Giant Electrical Modulation of Terahertz Emission in $\mathrm{Pb}({\mathrm{Mg}}_{1/3}{\mathrm{Nb}}_{2/3}{)}_{0.7}{\mathrm{Ti}}_{0.3}{\mathrm{O}}_3/\mathrm{Co}\text{−}\mathrm{Fe}\text{−}\mathrm{B}/\mathrm{Pt}$ Structure

Spintronic terahertz (THz) emitters based on ferromagnetic (FM)-nonmagnetic (NM) heterostructures are the focus of many experimental endeavors for THz sources. However, existing spintronic THz sources control emission by changing the external magnetic field, which is inconvenient for compact integration. Therefore, various modulated mechanisms are in high demand. Here, we present an electric-field-controlled spintronic THz emitter based on the ferroelectric (FE)-FM/NM structure that can emit THz radiation with voltage-modulated amplitude and polarization angle. The modulation depth of the THz amplitude is up to 69%, and the maximum rotation of the THz polarization angle is 28°. In addition, after removing the electric field, two different THz-emission states can remain unchanged, demonstrating nonvolatile behavior. Modulation is attributed to magnetoelectric coupling between the FM and FE layers, which modifies magnetization of the FM layer by the electric-field-induced strain in the FE layer, and thus, modulates THz emission.
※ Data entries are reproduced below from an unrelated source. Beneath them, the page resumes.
PR #10944, opened 2025-07-15
[v4 API] add user lookup routes, restricted oauth2 tokens

24c02:
adds `/api/v4/users/<public_id>` and `/api/v4/users/by_email/<email>` for admins...
also, brings in a restricted scope for `ApiToken`s + `require_oauth2_scope` on v4 controllers:
apps can opt in by taking the "restricted" scope – then, they won't be able to access any actions that `require_oauth2_scope` a scope they don't have or haven't been scoped yet.

### DIFF
--- a/app/controllers/api/v4/users_controller.rb
+++ b/app/controllers/api/v4/users_controller.rb
@@ -23,6 +23,8 @@ module Api
         render :show
       end
 
+      require_oauth2_scope "user_lookup", :show, :by_email
+
       def available_icons
         icons = {
           frc: current_user.events.robotics_team.any?,
--- a/app/controllers/api/v4/users_controller.rb
+++ b/app/controllers/api/v4/users_controller.rb
@@ -17,7 +17,6 @@ module Api
       end
 
       def by_email
-        puts params[:email]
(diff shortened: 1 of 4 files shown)


app/controllers/api/v4/users_controller.rb
```diff
@@ -4,11 +4,27 @@ module Api
...
+      end
 
       def show
-        @user = authorize current_user
+        @user = User.find_by_public_id!(params[:id])
+        authorize @user
       end
 
+      def by_email
+        puts params[:email]
```
garyhtou:
```suggestion
```

app/controllers/api/v4/users_controller.rb
```diff
@@ -4,11 +4,27 @@ module Api
...
+
+      def me
+        @user = authorize current_user, :show?
+        render :show
+      end
 
       def show
-        @user = authorize current_user
+        @user = User.find_by_public_id!(params[:id])
+        authorize @user
```
garyhtou, line 16: Double check policy for this

garyhtou (approved):

PR #10946, opened 2025-07-15
Use AASM for announcement draft state

polypixeldev:
## Summary of the problem

Preparing for announcement prompting which will need the state to be AASM

## Describe your changes

Added AASM state for announcement draft state and used its helpers. Added script to backfill the column which should be run as soon as this is deployed.

### DIFF
--- a/app/models/announcement.rb
+++ b/app/models/announcement.rb
@@ -38,7 +38,7 @@ class Announcement < ApplicationRecord
     state :draft, initial: true
     state :published
 
-    event :publish do
+    event :mark_published do
       transitions from: :draft, to: :published
 
       after do
--- a/app/models/announcement.rb
+++ b/app/models/announcement.rb
@@ -54,7 +54,6 @@ class Announcement < ApplicationRecord
 
   scope :published, -> { where(aasm_state: :published) }
 
-  before_save do
     if content_changed?
       self.rendered_html = ProsemirrorService::Renderer.render_html(content, event)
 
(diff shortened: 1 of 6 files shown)


app/models/announcement.rb
```diff
@@ -28,15 +29,32 @@
...
+    state :published
+
+    event :mark_published do
+      transitions from: :draft, to: :published
+
+      after do
+        update!(published_at: Time.now)
+
+        AnnouncementPublishedJob.perform_later(announcement: self)
+      end
```
garyhtou:
```suggestion
  aasm timestamps: true do
    state :draft, initial: true
    state :published

    event :mark_published do
      transitions from: :draft, to: :published

      after do
        AnnouncementPublishedJob.perform_later(announcement: self)
      end
```

app/models/announcement.rb
```diff
@@ -28,15 +29,30 @@
...
+
   validates :content, presence: true
 
   belongs_to :author, class_name: "User"
   belongs_to :event
 
-  scope :published, -> { where.not(published_at: nil) }
+  scope :published, -> { where(aasm_state: :published) }
 
   before_save do
```
garyhtou, line 55: This is automatically defined by AASM
```suggestion
```

garyhtou (approved):
ty

garyhtou:
I ended up running this code to also backfill deleted records:

```ruby
      Announcement.only_deleted.find_each do |announcement|
        da = announcement.deleted_at
        ua = announcement.updated_at
        announcement.update(deleted_at: nil)

        if announcement.published_at.present?
          announcement.update_column(:aasm_state, :published)
        else
          announcement.update_column(:aasm_state, :draft)
        end

        announcement.update_columns(deleted_at: da, updated_at: ua)
      end

```

PR #10948, opened 2025-07-15
Some more admin fixes

Luke-Oldenburg:
The better version of https://github.com/hackclub/hcb/pull/10925

### DIFF
--- a/app/controllers/application_controller.rb
+++ b/app/controllers/application_controller.rb
@@ -47,7 +47,7 @@ class ApplicationController < ActionController::Base
 
   # Enable Rack::MiniProfiler for admins
   before_action do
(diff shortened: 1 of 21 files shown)


app/controllers/application_controller.rb
```diff
@@ -47,7 +47,7 @@ class ApplicationController < ActionController::Base
 
   # Enable Rack::MiniProfiler for admins
   before_action do
-    if current_user&.admin?
+    if admin_signed_in?
```
Luke-Oldenburg:
```suggestion
    if current_user&.admin?
```

YodaLightsabr (approved):

PR #10950, opened 2025-07-15
Refactor AnnouncementPublishedJob

### LINKED ISSUE #10947: Rename `AnnouncementPublishedJob` to `Announcement::PublishedJob`
Rename `AnnouncementPublishedJob` to `Announcement::PublishedJob`

Luke-Oldenburg:
Closes #10947


garyhtou (approved):
Thank you!

There's a slight chance we might get an error about `AnnouncementPublishedJob` being an uninitialized constant, but that's fine— I'm willing to take the risk since these aren't scheduled and we can manually fix it if we do see an error

PR #10951, opened 2025-07-16
Suppress missing receipt emails on salary event transactions

malted:
When card transactions are created on salary orgs and the user has missing receipts on a non-salary org, a "you have (5|7|9) missing receipts" message is sent every single time.


app/controllers/stripe_controller.rb
```diff
@@ -36,7 +36,9 @@ def handle_issuing_authorization_request(event)
     service = ::StripeAuthorizationService::Webhook::HandleIssuingAuthorizationRequest.new(stripe_event: event)
     approved = service.run
 
-    if approved
+    try_lock_cards? = service.event.plan != Event::Plan::SalaryAccount.name
```
malted: Blind change, not sure if this should be `.type`!

leowilkin:
~you're gonna hate me but this is the most underrated feature on HCB~

garyhtou (dismissed):
Thanks for the PR! We should add a `receipts_required?` method on all the `Event::Plan`, then use it here

Luke-Oldenburg:
That should probably be in the features string rather than as a separate method.

malted:
Adding to the features array doesn't seem to make sense - it isn't a feature.

I've made a `receipts_required?` method!

app/models/event/plan.rb
```diff
@@ -53,6 +53,10 @@ def standard?
       type == Event::Plan::Standard.name
     end
 
+    def receipts_required?
+      type == Event::Plan::SalaryAccount.name
+    end
```
davidcornu: - **concern**: This is odd. I would have assumed `Event::Plan::SalaryAccount` did not require receipts on account of https://github.com/hackclub/hcb/blob/5a6dde582fe07e5122881a41026ac9e706b778d1/app/models/event/plan/salary_account.rb#L30-L32
- **suggestion**: Given that we have an inheritance hierarchy for `Plan`, I would leverage it by doing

Furthermore, the possibility of a programmable array-type THz source with varied bias voltage is theoretically demonstrated, allowing a spatially modulated THz light to be generated directly without the use of additional spatial light modulators. We believe that this electric-field-controlled THz emitter has the potential to be used in next-generation on-chip THz sources, THz memory devices, and THz ghost imaging.

Figure 1

(a) Schematic illustration of NM/FM/FE-based spintronic THz emitter. Emitter consists of 4-nm $\mathrm{Pt}$, 8-nm $\mathrm{Co}\text{−}\mathrm{Fe}\text{−}\mathrm{B}$, 0.5-mm (011)-cut $\mathrm{PMN}\text{−}\mathrm{PT},$ and 100-nm ITO layer, respectively. External magnetic field is applied to magnetize the sample along the y axis and then removed before the test. External electric field is added to control the THz emission in the −z direction. (b) Mechanism of electrical modulation on THz emission from the sample. (c) Emitted THz waveforms under bias voltage of 200 V (pink line) and −200 V (blue line). Inset shows a fast Fourier transform of time-domain THz pulse.

Figure 2

Dependence of THz-emission-peak signals and modulation depth on bias voltage (S-E curve) for magnetization along the in-plane [01−1] direction (a) and [100] direction (b). (c) THz-emission-peak signals changes with the angle of polarizer under 200 V (pink square) and −200 V (blue circles) for magnetization along the [01−1] direction. Inset illustrates the polarization characterization setup. (d) Dependence of THz polarization angles on bias voltage for magnetization along the [01−1] direction.

Figure 3

(a) Magnetic hysteresis loops measured along the [01−1] direction at V = 200 V (red circles) and −200 V (blue circles). Dependence of remanent magnetization on bias voltage (b) for the in-plane [01−1] direction and (c) for the in-plane [100] direction after magnetizing the sample along the in-plane [01−1] direction. (d) Dependence of in-plane remanent magnetization (purple line) and angle $\mathrm{\Phi }$ (dark cyan line) between the remanent magnetization and [01−1] direction on the bias voltage.

Figure 4

Polarization of the $\mathrm{PMN}\text{−}\mathrm{PT}(011)$ substrate under an electric field for rhombohedral (R) phase (a) and orthorhombic (O) phase (b). Red and green arrows represent polarization directions for the R phase and O phase. Gray arrows represent polarization directions for the R phase that have vanished under the electric field. Schematics of magnetization in the films under bias voltages of −200 V (c) and 200 V (d). Ginger, violet, and cerulean arrows denote tensile strain along the [0−11] dieection, in-plane magnetization direction, and THz electric field, respectively. Film undergoes tensile strain in the [0−11] direction and compressive strain in the [100] direction at −200 V. Owing to tensile strain along the [0−11] direction and compressive strain along the [100] direction increasing, in-plane magnetization of the sample becomes larger and rotates a few degrees when the bias voltage changes to 200 V.

Figure 5

(a) Nonvolatile and repeatable high and low states of normalized THz-peak signal (green circles) switched by electric field (dark purple squares). (b) THz-emission signals under bias voltages of ±0 V.

Figure 6

(a) Schematic of encoding THz-emitter array (size of every pixel is 300 × 300 µm²). (b) Mapping of THz electric field when THz wave propagates to locations of 0.2λ, (c) 0.5λ, and (d) 0.8λ calculated by comsol software.